PR #215, opened 2017-08-04
Fix logging for timed GetSubscriptions calls to Zuora

lmath:
### Why do we need this? 
image
To stop logging that a call to zuora takes 0ms when that call did not in fact happen
### The changes 
- Remove responsibility for error logs from 'withTimer' as we only want to error log if the call to Zuora has failed. Error log right after a call to Zuora if the call returns a left instead. 
- If getSubscriptions gets an empty list of accounts, return a left (this ensures that the for comprehension will not log timed subscriptions calls to Zuora that don't happen)

[PR 207 - log latency on calls to Zuora](https://github.com/guardian/members-data-api/pull/207)
[PR 209 - send some /features traffic to lookup via zuora](https://github.com/guardian/members-data-api/pull/209)

### DIFF
--- a/membership-attribute-service/app/controllers/AttributeController.scala
+++ b/membership-attribute-service/app/controllers/AttributeController.scala
@@ -152,7 +152,7 @@ class AttributeController extends Controller with LoggingWithLogstashFields {
       _.leftMap { errorMsg =>
         log.info(s"Tried to get Attributes for ${identityId} but failed with $errorMsg")
         errorMsg
-      }.fold(_ => None, identity) //.getOrElse(None)
+      }.fold(_ => None, identity)
     }
   }
 
--- a/membership-attribute-service/app/controllers/AttributeController.scala
+++ b/membership-attribute-service/app/controllers/AttributeController.scala
@@ -114,23 +114,21 @@ class AttributeController extends Controller with LoggingWithLogstashFields {
     def queryToAccountIds(response: QueryResponse): List[AccountId] =  response.records.map(_.Id)
 
     def getSubscriptions(accountIds: List[AccountId]): Future[Disjunction[String, List[Subscription[AnyPlan]]]] = {
-      if(accountIds.isEmpty) Future.successful(\/.left(s"Can't get subscriptions for $identityId because they have no accountIds"))
-      else {
-        def sub(accountId: AccountId): Future[Disjunction[String, List[Subscription[AnyPlan]]]] =
-          subscriptionService.subscriptionsForAccountId[AnyPlan](accountId)(anyPlanReads)
 
-        val maybeSubs: Future[Disjunction[String, List[Subscription[AnyPlan]]]] = accountIds.traverseU(id => sub(id)).map(_.sequenceU.map(_.flatten))
+      def sub(accountId: AccountId): Future[Disjunction[String, List[Subscription[AnyPlan]]]] =
+        subscriptionService.subscriptionsForAccountId[AnyPlan](accountId)(anyPlanReads)
 
-        maybeSubs.map {
-          _.leftMap { errorMsg =>
-            log.error(s"We tried getting a subscription for a user with identityId ${identityId}, but then ${errorMsg}")
-            errorMsg
-          } map { subs =>
-            log.info(s"We got subs for identityId ${identityId} from Zuora and there were ${subs.length}")
-            subs
-          }
+      val maybeSubs: Future[Disjunction[String, List[Subscription[AnyPlan]]]] = accountIds.traverseU(id => sub(id)).map(_.sequenceU.map(_.flatten))
+      maybeSubs.map {
+        _.leftMap { errorMsg =>
+          log.error(s"We tried getting a subscription for a user with identityId ${identityId}, but then ${errorMsg}")
+          errorMsg
+        } map { subs =>
+          log.info(s"We got subs for identityId ${identityId} from Zuora and there were ${subs.length}")
+          subs
         }
       }
+
     }
 
     def zuoraAccountsQuery(identityId: String): Future[Disjunction[String, QueryResponse]] = zuoraRestService.getAccounts(identityId).map {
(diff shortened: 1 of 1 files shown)


membership-attribute-service/app/controllers/AttributeController.scala
```diff
@@ -115,24 +114,34 @@ class AttributeController extends Controller with LoggingWithLogstashFields {
...
+      _.leftMap { error =>
+        log.error(s"Calling ZuoraAccountIdsFromIdentityId failed for identityId ${identityId}. Error: ${error}")
+        error
+      }
+    }
+
+    val attributes = for {
+      accounts <- EitherT[Future, String, QueryResponse](withTimer(s"ZuoraAccountIdsFromIdentityId", zuoraAccountsQuery(identityId)))
       accountIds = queryToAccountIds(accounts)
       subscriptions <- EitherT[Future, String, List[Subscription[AnyPlan]]](withTimer(s"ZuoraGetSubscriptions", getSubscriptions(accountIds)))
```
johnduffell: could have done 
```scala
subscriptions <- EitherT[Future, String, List[Subscription[AnyPlan]]](
  if (accountIds.nonEmpty) Future.successful(\/.right(Nil))
  else withTimer(s"ZuoraGetSubscriptions", getSubscriptions(accountIds)))
```

also it won't let me comment on the code, but ideally on 151 we could log the error
```scala
attributes.run.map(_.toOption).map(_.getOrElse(None))
```
could be
```scala
attributes.run.leftMap(err => logger.error(s"failed with: $error")).fold(_ => None, _)
```

lmath: Good to know on checking accountIds.nonEmpty in the for comprehension. I was trying to figure that out earlier but I think I like having this check in `getSubscriptions` now. 

Good point about logging the error when going from String \/ Option[Attributes] to Option[Attributes]! I shall do that.

johnduffell: if an empty list is not acceptable for getSubscriptions, perhaps it would be better to change the type of the parameter to a scalaz.NonEmptyList just so it's clearer to anyone reusing it.  I'm not sure I'd expect this behaviour otherwise.

if on the other hand, getsubscriptions is using an either to signal back to the calling code whether it should be timing it, I think it's not really down to getsubscriptions to make that decision, it's better up to the thing doing the timing to work what it wants to time.
also it would need to be an either of either, as we want to know if something has failed, so we still need the "$whichCall failed with <error>"

all the extra 0 or 1 ms in the total may not be affecting the figures too much in reality, when the actual calls are adding ~250ms each time, unless we're getting (say) 95+% of calls  with nothing in the list?

lmath: OK, I buy your argument about checking for an empty list in the for comprehension instead. 🙂  

The idea of getting subscriptions from an empty list seemed nonsense to me (timers aside) but I think handling that when it is called seems sensible.

membership-attribute-service/app/controllers/AttributeController.scala
```diff
@@ -97,14 +97,13 @@ class AttributeController extends Controller with LoggingWithLogstashFields {
...
-        val latency = stopWatch.elapsed
-        val customFields: List[LogField] = List("zuora_latency_millis" -> latency.toInt, "zuora_call" -> whichCall, "identityId" -> identityId)
-        result match {
-          case -\/(messageOrError) => {
-            logWarnWithCustomFields(s"$whichCall failed with ${messageOrError}", customFields)
-          }
-          case \/-(_) => logInfoWithCustomFields(s"$whichCall took ${latency}ms", customFields)
+      futureResult.map { disjunction: Disjunction[String, R] =>
+        disjunction match {
+          case -\/(message) => log.info(message)
```
johnduffell: perhaps better to make this warn with some further explanation attached
`log.warn(s"$whichCall failed with ${message}")`

membership-attribute-service/app/controllers/AttributeController.scala
```diff
@@ -129,17 +128,34 @@ class AttributeController extends Controller with LoggingWithLogstashFields {
...
         }
       }
+
     }
 
-    val attributes: DisjunctionT[Future, String, Option[Attributes]] = for {
-      accounts <- EitherT(withTimer(s"ZuoraAccountIdsFromIdentityId", zuoraRestService.getAccounts(identityId)))
+    def zuoraAccountsQuery(identityId: String): Future[Disjunction[String, QueryResponse]] = zuoraRestService.getAccounts(identityId).map {
+      _.leftMap { error =>
+        log.error(s"Calling ZuoraAccountIdsFromIdentityId failed for identityId ${identityId}. Error: ${error}")
```
johnduffell: error goes to sentry, so we just have to be careful in case some PII comes through in the error message (warn will only go to kibana and cloudwatch which is ok)
in this case I wouldn't log anything until it gets back to the Controller, just change to
```scala
_.leftMap { error =>
   s"Calling ZuoraAccountIdsFromIdentityId failed for identityId ${identityId}. Error: ${error}")
}
```

membership-attribute-service/app/controllers/AttributeController.scala
```diff
@@ -129,17 +128,34 @@ class AttributeController extends Controller with LoggingWithLogstashFields {
...
+      )
+
     } yield {
       AttributesMaker.attributes(identityId, subscriptions, LocalDate.now())
     }
 
-    attributes.run.map(_.toOption).map(_.getOrElse(None))
+    attributes.run.map {
+      _.leftMap { errorMsg =>
+        log.info(s"Tried to get Attributes for ${identityId} but failed with $errorMsg")
```
johnduffell: same for here, I'd use the pattern above to add to the error message and pass it on to the caller to decide what to do

membership-attribute-service/app/controllers/AttributeController.scala
johnduffell: it will be logged on line 155 anyway

paulbrown1982:
👍 LGTM nice work in making the logging happen intelligently/appropriately.

johnduffell:
agreed, good work getting this through! 👍

PR #216, opened 2017-08-09
In lookups via Zuora, get the ad free flag from dynamo anyway

lmath:
### Why do we need this? 
[There is a bug in the test to send a percentage of traffic through Zuora](https://github.com/guardian/members-data-api/pull/209) where all users have adFree = false if their /features call gets its data via Zuora. Currently the adfree flag is not kept in Zuora so we need to get it from the Dynamo table. If we don't get the AdFree state from Dynamo, then some users (currently staff) will see ads when they are not expecting to. 

### The changes 

- Fetch attributes from Dynamo anyway, but only use the state of the adFree flag when returning attributes from the Zuora lookup

[PR 209 -- send some /features traffic through Zuora](https://github.com/guardian/members-data-api/pull/209)


AWare:
The sad saga of members data api :( 👍

PR #217, opened 2017-08-09
Fix MMA to work even if you have another product.

johnduffell:
### Why do we need this? 
This is a health PR to fix a problem where mma endpoint for digipack returned an error if the user had a membership etc.  And vice versa.  The call is indeed failing, but fail to read a sub should just be treated as it is the wrong type.

### The changes 
Use the new type which can report error or optionality.
https://github.com/guardian/membership-common/pull/509

@paulbrown1982 @lmath @pvighi @jacobwinch

### DIFF
--- a/project/Dependencies.scala
+++ b/project/Dependencies.scala
@@ -20,7 +20,7 @@ object Dependencies {
   val awsDynamo = "com.amazonaws" % "aws-java-sdk-dynamodb" % awsClientVersion
   val awsSNS = "com.amazonaws" % "aws-java-sdk-sns" % awsClientVersion
   val awsCloudWatch = "com.amazonaws" % "aws-java-sdk-cloudwatch" % awsClientVersion
-  val membershipCommon = "com.gu" %% "membership-common" % "0.433"
+  val membershipCommon = "com.gu" %% "membership-common" % "0.435-SNAPSHOT"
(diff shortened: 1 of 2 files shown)


project/Dependencies.scala
```diff
@@ -20,7 +20,7 @@ object Dependencies {
   val awsDynamo = "com.amazonaws" % "aws-java-sdk-dynamodb" % awsClientVersion
   val awsSNS = "com.amazonaws" % "aws-java-sdk-sns" % awsClientVersion
   val awsCloudWatch = "com.amazonaws" % "aws-java-sdk-cloudwatch" % awsClientVersion
-  val membershipCommon = "com.gu" %% "membership-common" % "0.433"
+  val membershipCommon = "com.gu" %% "membership-common" % "0.435-SNAPSHOT"
```
johnduffell: https://github.com/guardian/membership-common/pull/509

AWare:
Looks good :+1: 
This should make things easier in the long run too,

johnduffell:
> check that it returns the right subs when user has digipack and membership

https://github.com/guardian/membership-common/blob/766c977fe5feb95065f757d152e3f15c91b4dd2a/src/main/scala/com/gu/memsub/subsv2/services/SubscriptionService.scala#L44

turns out that's already in place!  good thought though.

paulbrown1982:
👍 My accounts work now!

PR #3128, opened 2015-07-01
Fixes syntax errors in jsdoc; fixes #3073

### LINKED ISSUE #3073: API docs for Model#save not up to date/wrong
The API docs for Model#save are not up to date/wrong. Compare http://mongoosejs.com/docs/api.html#model_Model-save and https://github.com/Automattic/mongoose/blob/4.0.5/lib/model.js. For example, look at the parameters:

**API docs:**

    Model#save([options], product,)
    
    Parameters:
    
        [options] <Object> options set `options.safe` to override [schema's safe option](/docs/guide.html#safe)
        product, <function(err, > Number)} [fn] optional callback

**sourcecode:**

     * @param {Object} [options] options set `options.safe` to override [schema's safe option](/docs/guide.html#safe)
     * @param {function(err, product, Number)} [fn] optional callback

rhmeeuwisse:
The docs for functions model.save() and model.remove():
- used unsupported jsdoc formatting instead of markdown. This made it so that most of the function description was ignored and didn't compile into the html docs.
- the callback function params use unsupported jsdoc and got mangled in the output. I've fixed it so it's supported, but it's still illegal jsdoc. (Can't do "@param {function(err,product,Number)}", it should be "@param {Function}")
- The link to options.safe was relative and didn't render as a link; made it into a proper url but it still doesn't render as a link. (Not sure if the markdown syntax is supported inside a @param element)

### DIFF
--- a/lib/model.js
+++ b/lib/model.js
@@ -149,41 +149,41 @@ Model.prototype.$__handleSave = function $__handleSave(options) {
 };
 
 /**
- * @description Saves this document.
+ * Saves this document.
  *
- * @example:
+ * ####Example:
  *
  *     product.sold = Date.now();
  *     product.save(function (err, product, numberAffected) {
  *       if (err) ..
  *     })
  *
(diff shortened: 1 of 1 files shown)


vkarpov15:
Thanks!

PR #3131, opened 2015-07-02
Correct text on index.html

ikroeber:
Replaced misspelled word 'modeling' with 'model'.


vkarpov15:
Can you make this change in `index.jade` instead? `index.html` is compiled code.

PR #3132, opened 2015-07-02
Test added for empty strings as dates case

eloytoro:
I've encountered an issue with the Date defined in mongoose.
It seems as if the `Date` type allows the user to save empty strings `''` into the database, passing validation.
Doesn't make much sense to me.
Shouldnt it turn the value to `null` or throw a validation error?
I've added the test, but I'm not sure which would the correct behaviour be.


eloytoro:
#3134

eloytoro:
#3134

Issue #3135, opened 2015-07-03
findOneAndUpdate when upsert: true crashes if query contains a null value


odeke-em:
```javascript
targetModel.findOneAndUpdate({siteId: null}, {$set: {lastIndexingDate: Date.now()}, {upsert: true}, function(err, updatedItem) {
...
});
```
gives
```shell
/Users/emmanuelodeke/[redacted]/node_modules/newrelic/lib/transaction/tracer/index.js:168
      throw err
            ^
TypeError: Object.keys called on non-object
    at Function.keys (native)
    at module.exports (/Users/emmanuelodeke/[redacted]/node_modules/mongoose/lib/services/updateValidators.js:56:36)
    at Query._findAndModify (/Users/emmanuelodeke/[redacted]/node_modules/mongoose/lib/query.js:1651:18)
    at Query.findOneAndUpdate (/Users/emmanuelodeke/[redacted]/node_modules/mongoose/node_modules/mquery/lib/mquery.js:2118:15)
    at /Users/emmanuelodeke/[redacted]/node_modules/mongoose/node_modules/kareem/index.js:156:8
    at /Users/emmanuelodeke/[redacted]/node_modules/mongoose/node_modules/kareem/index.js:18:7
    at wrapped (/Users/emmanuelodeke/[redacted]/node_modules/newrelic/lib/transaction/tracer/index.js:157:28)
    at wrapped (/Users/emmanuelodeke/[redacted]/node_modules/newrelic/lib/transaction/tracer/index.js:157:28)
    at process._tickDomainCallback (node.js:486:13)
    at process.wrappedFunction (/Users/emmanuelodeke/[redacted]/node_modules/newrelic/lib/transaction/tracer/index.js:262:51)
```

I have been able to trace the cause of the crash and it is that Object.keys is being invoked on `null` because the previous check of `typeof null === 'object'` passes.
I'll be submitting a patch to fix it.

vkarpov15:
Thanks for the detailed report, will fix.

odeke-em:
Fixed by PR https://github.com/Automattic/mongoose/pull/3136. Did you want me to close this issue or would you prefer to close it yourself as part of your process?

vkarpov15:
Closed it. Thanks for your help!

PR #3136, opened 2015-07-03
fixed updateValidator object checker

odeke-em:
Fixed up updateValidator object checker on encountering null during upsert.
This is because it attempts a `Object.keys(v)` after checking
that a condition is an `object` but this fails for null which.
is an object.

This PR addresses https://github.com/Automattic/mongoose/issues/3135


vkarpov15:
Great job, thanks!

odeke-em:
Thank you for the merge!

PR #3154, opened 2015-07-10
Changing misspelled word "modeling" to "model".

ikroeber:


vkarpov15:
Actually I think 'for modeling' would be more correct here than 'to model'. Sorry to nitpick, but this is one of the first things people see when they go to mongoosejs.com and I want it to read nicely :)

PR #3157, opened 2015-07-11
Fix documentarray id method when using object _id

siboulet:
When trying to use an object _id field ("compound" or "composite" _id) in documentarray (subschema), I have found that the documentarray id() method is improperly casting the id to string (which effectively turn the object into "[object Object]" string).

I've read object _id fields are [not officially supported in Mongoose](https://groups.google.com/forum/#!msg/mongoose-orm/yp_hHanUruo/ffM3WQPD-i8J). However, in my use case they seems to work rather well, apart from that id() issue.


vkarpov15:
Thanks!

PR #3178, opened 2015-07-20
Fix documentarray id method when _id is null-ish.

rosston:
Fixes a bug introduced by a190d41. The tests in this PR pass in 4.0.6 but fail in 4.0.7.

When assigning a new array to a MongooseDocumentArray, with both arrays containing multiple objects/subdocuments (respectively) without _id fields, the resulting array would consist entirely of the first element. This code example explains it better:

    var Foo = mongoose.model('Foo', new mongoose.Schema({
        things: [{
            _id: false,
            name: String
        }]
    }));
    var fooInstance = new Foo();

    var thingsArray = [
        {name: 'qux'},
        {name: 'baz'},
        {name: 'bar'}
    ];

    fooInstance.things = thingsArray;
    console.log(fooInstance.things);
    // Works!
    // => [
    //   {name: 'qux'},
    //   {name: 'baz'},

### [What to produce]
Retype, in the same exact form, the lines of the material above from the line holding "Closed it. Thanks for your help!" through the line holding "that a condition".

### [Response below]
Closed it. Thanks for your help!

PR #3136, opened 2015-07-03
fixed updateValidator object checker

odeke-em:
Fixed up updateValidator object checker on encountering null during upsert.
This is because it attempts a `Object.keys(v)` after checking
that a condition is an `object` but this fails for null which.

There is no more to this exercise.